## STUDY MATERIAL
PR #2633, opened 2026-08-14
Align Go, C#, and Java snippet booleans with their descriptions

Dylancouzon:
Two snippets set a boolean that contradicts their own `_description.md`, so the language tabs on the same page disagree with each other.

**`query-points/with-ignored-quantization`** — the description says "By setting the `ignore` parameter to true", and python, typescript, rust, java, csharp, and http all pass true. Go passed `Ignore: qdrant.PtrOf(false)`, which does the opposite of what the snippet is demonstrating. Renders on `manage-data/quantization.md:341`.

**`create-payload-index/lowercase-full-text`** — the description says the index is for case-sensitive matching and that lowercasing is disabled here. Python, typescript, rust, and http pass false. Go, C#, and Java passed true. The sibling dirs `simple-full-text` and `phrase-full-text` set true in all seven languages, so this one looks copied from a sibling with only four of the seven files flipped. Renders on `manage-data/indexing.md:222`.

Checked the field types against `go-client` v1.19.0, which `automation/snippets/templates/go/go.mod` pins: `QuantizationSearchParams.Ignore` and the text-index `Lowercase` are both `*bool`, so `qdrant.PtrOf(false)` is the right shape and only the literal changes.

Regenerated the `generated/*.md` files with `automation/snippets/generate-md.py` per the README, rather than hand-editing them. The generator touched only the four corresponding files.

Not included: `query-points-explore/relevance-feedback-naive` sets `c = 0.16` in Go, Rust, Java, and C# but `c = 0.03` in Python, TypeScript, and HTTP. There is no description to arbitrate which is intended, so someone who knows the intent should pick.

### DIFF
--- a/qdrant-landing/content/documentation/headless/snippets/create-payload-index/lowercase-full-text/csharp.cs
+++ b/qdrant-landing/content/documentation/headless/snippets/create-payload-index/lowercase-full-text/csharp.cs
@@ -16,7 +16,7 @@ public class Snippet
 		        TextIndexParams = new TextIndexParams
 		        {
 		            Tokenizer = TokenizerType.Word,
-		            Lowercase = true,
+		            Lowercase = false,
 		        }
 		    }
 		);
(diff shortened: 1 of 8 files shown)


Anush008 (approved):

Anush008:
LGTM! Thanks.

## GOAL OF THE EXERCISE
Would you output every line of the listing exactly?

## WRITTEN SOLUTION
PR #2633, opened 2026-08-14
Align Go, C#, and Java snippet booleans with their descriptions

Dylancouzon:
Two snippets set a boolean that contradicts their own `_description.md`, so the language tabs on the same page disagree with each other.

**`query-points/with-ignored-quantization`** — the description says "By setting the `ignore` parameter to true", and python, typescript, rust, java, csharp, and http all pass true. Go passed `Ignore: qdrant.PtrOf(false)`, which does the opposite of what the snippet is demonstrating. Renders on `manage-data/quantization.md:341`.

**`create-payload-index/lowercase-full-text`** — the description says the index is for case-sensitive matching and that lowercasing is disabled here. Python, typescript, rust, and http pass false. Go, C#, and Java passed true. The sibling dirs `simple-full-text` and `phrase-full-text` set true in all seven languages, so this one looks copied from a sibling with only four of the seven files flipped. Renders on `manage-data/indexing.md:222`.

Checked the field types against `go-client` v1.19.0, which `automation/snippets/templates/go/go.mod` pins: `QuantizationSearchParams.Ignore` and the text-index `Lowercase` are both `*bool`, so `qdrant.PtrOf(false)` is the right shape and only the literal changes.

Regenerated the `generated/*.md` files with `automation/snippets/generate-md.py` per the README, rather than hand-editing them. The generator touched only the four corresponding files.

Not included: `query-points-explore/relevance-feedback-naive` sets `c = 0.16` in Go, Rust, Java, and C# but `c = 0.03` in Python, TypeScript, and HTTP. There is no description to arbitrate which is intended, so someone who knows the intent should pick.

### DIFF
--- a/qdrant-landing/content/documentation/headless/snippets/create-payload-index/lowercase-full-text/csharp.cs
+++ b/qdrant-landing/content/documentation/headless/snippets/create-payload-index/lowercase-full-text/csharp.cs
@@ -16,7 +16,7 @@ public class Snippet
 		        TextIndexParams = new TextIndexParams
 		        {
 		            Tokenizer = TokenizerType.Word,
-		            Lowercase = true,
+		            Lowercase = false,
 		        }
 		    }
 		);
(diff shortened: 1 of 8 files shown)


Anush008 (approved):

Anush008:
LGTM! Thanks.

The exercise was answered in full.